Regulation of cellular response to energy stress by RNF128 via modulation of AMPK activation

AMP-activated protein kinase (AMPK) is a highly conserved central regulator of metabolic processes, maintaining energy homeostasis under metabolic stress. Identifying new regulators of AMPK is critical to understanding its response to energy stress.
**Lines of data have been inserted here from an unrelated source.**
PR #3867, opened 2023-04-23
Added ability to edit fly locations in Crystal

Adam887:
Added a Misc page for Gen 2 with the fly locations in Crystal. Tried copying the UI and logic from Gen 4

### DIFF
--- a/PKHeX.Core/Saves/SAV2.cs
+++ b/PKHeX.Core/Saves/SAV2.cs
@@ -715,36 +715,6 @@ public sealed class SAV2 : SaveFile, ILangDeviantSave, IEventFlagArray, IEventWo
         SetFlag(EventFlag + (flagNumber >> 3), flagNumber & 7, value);
     }
 
-    public static uint[] GetCrystalFlyFlags()
-    {
-        return new uint[] {
-            0x1,        //Lake of Rage
-            0x2,        //Blackthorn City
-            0x4,        //Silver Cave
-            0x100,      //Violet City
-            0x400,      //Azalea Town
-            0x800,      //Cianwood City
-            0x1000,      //Goldenrod City
-            0x2000,     //Olivine City
-            0x4000,     //Ecruteak City
-            0x8000,     //Mahogony Town
-            0x10000,    //Lavender Town
-            0x20000,    //Saffron City
-            0x40000,    //Celadon City
-            0x80000,    //Fuchsia City
-            0x100000,   //Cinnabar Island
-            0x200000,   //Indigo Plateau
-            0x400000,   //New Bark Town
-            0x800000,   //Cherrygrove City
-            0x4000000,  //Pallet Town
-            0x8000000,  //Viridian City
-            0x10000000,  //Pewter City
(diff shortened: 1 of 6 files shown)


kwsch:
Hey, sorry for the lack of feedback!

I have a few issues with the current implementation:

* Only supports International (not-JPN) Crystal and all other Gen2 savefiles that try to open the editor will crash (because the offset is -1)
* There are more fly-flags than those you've handled, and I think the flags are stored in little-endian order (not [big-endian](https://github.com/kwsch/PKHeX/pull/3867/files#diff-1608232fe16b1f37f7de2a35781332eb422137edc6e25ebc2c9db655a2510ff9R96-R120) as you have them mapped):
1. [Flypoint constants](https://github.com/pret/pokecrystal/blob/354fefaefbba77a3408fa9edb5cc4393b9c702ab/constants/map_data_constants.asm#L109-L139)
2. [Flypoint flag ordering & count](https://github.com/pret/pokecrystal/blob/354fefaefbba77a3408fa9edb5cc4393b9c702ab/constants/map_data_constants.asm#L73-L105)
3. [Savedata flag storage](https://github.com/pret/pokecrystal/blob/354fefaefbba77a3408fa9edb5cc4393b9c702ab/ram/wram.asm#L3276)

I'll take a more detailed look to see how support can be added for the other Gen2 games. Ideally, we end up with a get/set method in SAV2 for individual flypoint interactions, for all Gen2 games. Maybe also for Gen1.

Adam887:
> Hey, sorry for the lack of feedback!
> 
> I have a few issues with the current implementation:
> 
> * Only supports International (not-JPN) Crystal and all other Gen2 savefiles that try to open the editor will crash (because the offset is -1)
> * There are more fly-flags than those you've handled (Kanto!), and I think the flags are stored in little-endian order (not [big-endian](https://github.com/kwsch/PKHeX/pull/3867/files#diff-1608232fe16b1f37f7de2a35781332eb422137edc6e25ebc2c9db655a2510ff9R96-R120) as you have them mapped):
> 1. [Flypoint constants](https://github.com/pret/pokecrystal/blob/354fefaefbba77a3408fa9edb5cc4393b9c702ab/constants/map_data_constants.asm#L109-L139)
> 2. [Flypoint flag ordering & count](https://github.com/pret/pokecrystal/blob/354fefaefbba77a3408fa9edb5cc4393b9c702ab/constants/map_data_constants.asm#L73-L105)
> 3. [Savedata flag storage](https://github.com/pret/pokecrystal/blob/354fefaefbba77a3408fa9edb5cc4393b9c702ab/ram/wram.asm#L3276)
> 
> I'll take a more detailed look to see how support can be added for the other Gen2 games. Ideally, we end up with a get/set method in SAV2 for individual flypoint interactions, for all Gen2 games. Maybe also for Gen1.

Thanks for the response, I can make those changes adding support for the JPN version and adding in the missing flags. I can also look at adding support for the other gen 2 games. However, I'm also happy to leave this work if you or someone else can look into it more and finding a better way of doing it.

PR #3873, opened 2023-04-30
Added Boxes to view Current Trainer photo and Trainer Icons

pasqualenardiello:
- Added possibility to see Trainer Current Photo
- Added possibility to see Current and Initial Icons
- Added compact layout for the 3 images
- Added dynamic form resizing in relation to Current photo width
- Readded Trainer TID/SID boxes
catch2
catch3

### DIFF
--- a/PKHeX.Core/Saves/Access/SaveBlockAccessor9SV.cs
+++ b/PKHeX.Core/Saves/Access/SaveBlockAccessor9SV.cs
@@ -96,14 +96,14 @@ public sealed class SaveBlockAccessor9SV : SCBlockAccessor, ISaveBlock9Main
     private const uint KLastGreenPosition = 0x5C6F8291; // PlayerSave_LastGreenPos
 
     // Fashion
-    private const uint KFashionUnlockedEyewear = 0xCBA20ED5; // 1000-1999
-    private const uint KFashionUnlockedGloves = 0x581667B1; // 2000-2999
-    private const uint KFashionUnlockedBag = 0x5D6F8110; // 3000-3999
-    private const uint KFashionUnlockedFootwear = 0x0221A618; // 4000-4999
-    private const uint KFashionUnlockedHeadwear = 0x860CD8FB; // 5000-5999
-    private const uint KFashionUnlockedLegwear = 0xD186222E; // 6000-6999
-    private const uint KFashionUnlockedUniform = 0x78FF2CB2; // 7000-7999
-    private const uint KFashionUnlockedPhoneCase = 0xED0AC675; // 8000-8999
+    public const uint KFashionUnlockedEyewear = 0xCBA20ED5; // 1000-1999
+    public const uint KFashionUnlockedGloves = 0x581667B1; // 2000-2999
+    public const uint KFashionUnlockedBag = 0x5D6F8110; // 3000-3999
+    public const uint KFashionUnlockedFootwear = 0x0221A618; // 4000-4999
+    public const uint KFashionUnlockedHeadwear = 0x860CD8FB; // 5000-5999
+    public const uint KFashionUnlockedLegwear = 0xD186222E; // 6000-6999
+    public const uint KFashionUnlockedUniform = 0x78FF2CB2; // 7000-7999
+    public const uint KFashionUnlockedPhoneCase = 0xED0AC675; // 8000-8999
 
     // Profile Picture
     public const uint KPictureProfileCurrentWidth = 0xFEAA87DA;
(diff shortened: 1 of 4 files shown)


sora10pls:
The save blocks that you've hardcoded in this pull request are already labeled in PKHeX, so should probably grab from that:
https://github.com/kwsch/PKHeX/blob/7e2552d9186d38e730742a8ee81a37a699637a13/PKHeX.Core/Saves/Access/SaveBlockAccessor9SV.cs#L108-L128

In my opinion, the trainer icons should be moved to a separate tab of their own. I dislike the heavily increased size of the trainer info editor. Other than that, all looks good, and is functional on my end as well.

pasqualenardiello:
Got it, I'll make the modifications ASAP

pasqualenardiello:
I made the modifications requested and also added the possibility to save images when clicking on them. Furthermore I made a small workaround for uniforms. Since editing player gender caused a bug by which, even if you clicked on one of them in-game, you couldn't change your uniform because the game mismatched the uniforms between the two genders. Also, I noticed that uniforms gender ids are the same for both Scarlet/Violet, so the only thing to do is inject the correct set and the game automatically change palettes. I also put a conditional to check if the new set of uniforms is present and update it only if it's the case.

sora10pls:
Not sure if the uniform inclusion belongs in this pull request. PKHeX generally disallows all gender swapping as of Gen 6 due to there being a number of issues with it compared to past games where it was just a simple 2D sprite.

Your current implementation checks if unlocked uniform slot 5 is not 0xFF (keep in mind that uniforms are stored as a value in the thousands, and each entry is ulong 8 bytes), but what happens when the first wave of DLC comes out and the player never claims their DLC purchase uniforms, but instead claims their Kitakami uniform? Your code would overwrite those uniforms and force them to reimport a save backup. I think the better solution is to disallow gender swapping like the other games as it requires more legwork to make it function as intended.

pasqualenardiello:
Ok, I'll revert the uniform changes then. Regarding the disallowing of gender swapping it is not implemented yet but I'll wait the end of this pull request to implement it (if someday else wouldn't already do it, of course).

pasqualenardiello:
Hi, don't want to bother you with other commits, but I have mapped all the clothing options in S/V and inserted the injector in the trainer Form. May I add the new edits in this pull request or shall I wait till its closing?

foohyfooh:
It would be wise to look into using branches because you have too different sets of features in this pull request. This would allow you to leave the profile picture changes alone and work on the fashion changes independently.

https://www.atlassian.com/git/tutorials/using-branches
https://www.atlassian.com/git/tutorials/comparing-workflows/feature-branch-workflow

Make a copy of your master branch with`git checkout -b master_backup` since we are going to do some destructive changes

Make a new copy for the profile picture changes with `git checkout -b sv_profile_picture`
Do a rebase to remove the fashion related changes with `git rebase -i 8f09fec1ec6538236cc8f4c13c27fc1ce56019ca`
In the editor put the following i.e. change the pick to drop on each line
```
drop 0aedf3899 Fixed uniforms bug when changing player gender
drop 2abfe29a1 Reverted uniform logic until gender swapping is disallowef
drop 3a8014d55 Revamped Fashion for Gen9 with Injector and locked Trainer Gender Swap
```
Verify that everything still works

Go back to master with `git checkout master` and make a new copy for the fashion changes with `git checkout -b sv_fashion_injector`
Do a rebase to remove the fashion changes with `git rebase -X ours -i 7e2552d9186d38e730742a8ee81a37a699637a13`
In the editor put the following i.e. change the first two from pick to drop
```
drop f2d98ede2 Added Boxes to view Current Trainer photo and Trainer Icons
drop 8f09fec1e Adjusted Images Visualization
pick 0aedf3899 Fixed uniforms bug when changing player gender
pick 2abfe29a1 Reverted uniform logic until gender swapping is disallowef
pick 3a8014d55 Revamped Fashion for Gen9 with Injector and locked Trainer Gender Swap
```
Verify that everything still works

Now comes the destructive parts
While on the sv_fashion_injector branch, delete master with `git branch -D master`
Recreate master using sv_profile_picture with `git checkout -b master sv_profile_picture`
Force push master to handle the current open PR with `git push -f`

Now you can work on sv_fashion_injector while you wait for the current PR to be reviewed
and to have it on GitHub use `git push -u origin sv_fashion_injector`

pasqualenardiello:
ok, i'll close this pull request then, thanks for the response

foohyfooh:
The point of the destructive changes were so you didn't have to close this existing pull request.

PR #3880, opened 2023-05-12
Fix Greyscale Calculation

foohyfooh:
The calculation done appears to be both luminosity and average methods mixed together which is causing the image to be much darker but I am assuming it should only be luminosity.

### DIFF
--- a/PKHeX.Drawing/ImageUtil.cs
+++ b/PKHeX.Drawing/ImageUtil.cs
@@ -231,7 +231,7 @@ public static class ImageUtil
         {
             if (data[i + 3] == 0)
                 continue;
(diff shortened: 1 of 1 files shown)


kwsch:
image
image
image

The intent for the method is to hard-differentiate totems. Due to some forms (like Raticate or Marowak) not having much color to begin with, the idea is to be much more visually different than just grayscale. The 3 is essentially a fudge factor to make things dark enough to have a consistent "totem" appearance.

I think this "grayscale" design was before the C/XD shadow aura, so it might be better to just use an orange aura to redraw instead.

kwsch:
Revised appearance as described in previous comment:
image

PR #3900, opened 2023-06-04
add pichu wc9 dist. date

Bappsack:


Bappsack:
Serebii lied to me. Also added the bronzong

https://projectpokemon.org/home/files/file/5022-wc-1002-michina-pichu/
https://projectpokemon.org/home/files/file/5021-wc-1003-marcus-bronzong/

PR #3932, opened 2023-06-30
add Paul Chua's Shiny Arcanine server data

Joseph11024:


sora10pls:
June 29th not possible, July 5th not possible - no eligible time zones.

Issue #3890, opened 2023-05-26
International Crystal checksum validation typo corrupting save data


pikavees:
**Describe the bug**
In SAV2Offsets.cs, line 103, the OverallChecksumPosition2 offset for international Crystal is erroneously set to 0x7E6D instead of the expected 0x1F0D. Since PKHeX only checks the first stored checksum at 0x2D0D, this isn't caught by the "Verify Checksums" button. In niche situations, such as the first checksum getting corrupted somehow between exporting through PKHeX and loading it in-game, this can cause complete save data corruption.

**To Reproduce**
Since PKHeX only validates the first checksum, to actually see this behavior, some workarounds have to be done.
1. Dump an international Crystal save file (I used English)
2. Change the checksum at 0x1F0D to be some incorrect value with a hex editor (I used "0xCC 0xCC")
3. Open the edited save in PKHeX and make some sort of change that would affect the checksum, export the save
4. Open the exported save in a hex editor - 0x1F0D will not have changed and will still be set to the wrong value from before, even though PKHeX is supposed to change it
5. Go to 0x2D0D and manually change the checksum there to some other wrong value. (I used "0xCC 0xCC" again)
6. Load the save file in-game. It will say the save file is corrupted and force you to make a new one. If the other checksum at 0x1F0D was changed properly by PKHeX, this wouldn't happen, since it would use the second set of data if 0x1F0D were valid, even if 0x2D0D wasn't.

**Expected behavior**
PKHeX should be changing the second international Crystal checksum at 0x1F0D, not 0x7E6D. I also think it's a bit strange that the Verify Checksums button in the SAV tab only validates the first checksum, and not the second.

**Screenshots**
Here's proof of my exported save file being corrupted after I only changed the checksum at 0x2D0D. The checksum at 0x1F0D remained untouched by PKHeX and as such the save file was corrupted.
![image](https://github.com/kwsch/PKHeX/assets/134743246/5cfaeba2-1a08-4e91-a34d-ac5e48340851)

**Additional context**
I happened to notice this while rummaging through PKHeX's source code to try and understand the gen 2 checksum validation better. I would have submitted a Pull request but I'm not comfortable with using GitHub at this time and thought it more appropriate to submit a bug report instead.

kwsch:
Closed by #3939

PR #3939, opened 2023-07-08
Crystal (International) Checksum 2 Fix

Zazsona:
'Ello 'ello! Me again!

This PR addresses the issues @pikavees reported in #3890! - Looks like it was just a classic typo problem! I was able to recreate their scenario and confirmed that with these changes, it no longer occurs!
I've also added their suggestion to rejig the Checksum verification logic a bit to compare against both values, with it reporting which one(s) pass/fail!

Ta'!

### DIFF
--- a/PKHeX.Core/Saves/SAV2.cs
+++ b/PKHeX.Core/Saves/SAV2.cs
@@ -308,17 +308,22 @@ public sealed class SAV2 : SaveFile, ILangDeviantSave, IEventFlagArray, IEventWo
         WriteUInt16LittleEndian(Data.AsSpan(Offsets.OverallChecksumPosition2), accum);
     }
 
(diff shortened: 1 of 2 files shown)


kwsch:
Shouldn't the Korean/JPN secondary offsets be changed, as well as all for Gold/Silver?

```cs
        OverallChecksumPosition2 = 0x7E6D;
        OverallChecksumPosition2 = 0x7F0D;
        OverallChecksumPosition2 = 0x7E6B;
```

Initial support had yoinked the offsets/ranges from [Bulbapedia's Gen2 structure page](https://bulbapedia.bulbagarden.net/wiki/Save_data_structure_(Generation_II)#File_structure)... not sure how correct it is for this checksum/mirror?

This study reports the identification of RING finger protein 128 (RNF128), an AMPK-binding E3 ligase that physically and functionally interacts with AMPK. RNF128 facilitates the polyubiquitination and phosphorylation of AMPK, thereby modulating its activation in response to glucose deprivation. Overexpression of RNF128 enhanced cell death under energy stress conditions, whereas loss of RNF128 expression attenuated stress-induced cell death. RNF128 also regulated reactive oxygen species production and influenced the expression of glycolysis-related genes during glucose deprivation. In vivo, RNF128 deficiency reduced AMPK phosphorylation and alleviated fasting-induced liver injury, whereas adeno-associated virus serotype 8-mediated overexpression of RNF128 increased AMPK phosphorylation and exacerbated liver injury. In conclusion, this study demonstrates that RNF128 functions as an E3 ligase that promotes AMPK polyubiquitination and activation under energy stress, revealing a previously unrecognized role for RNF128.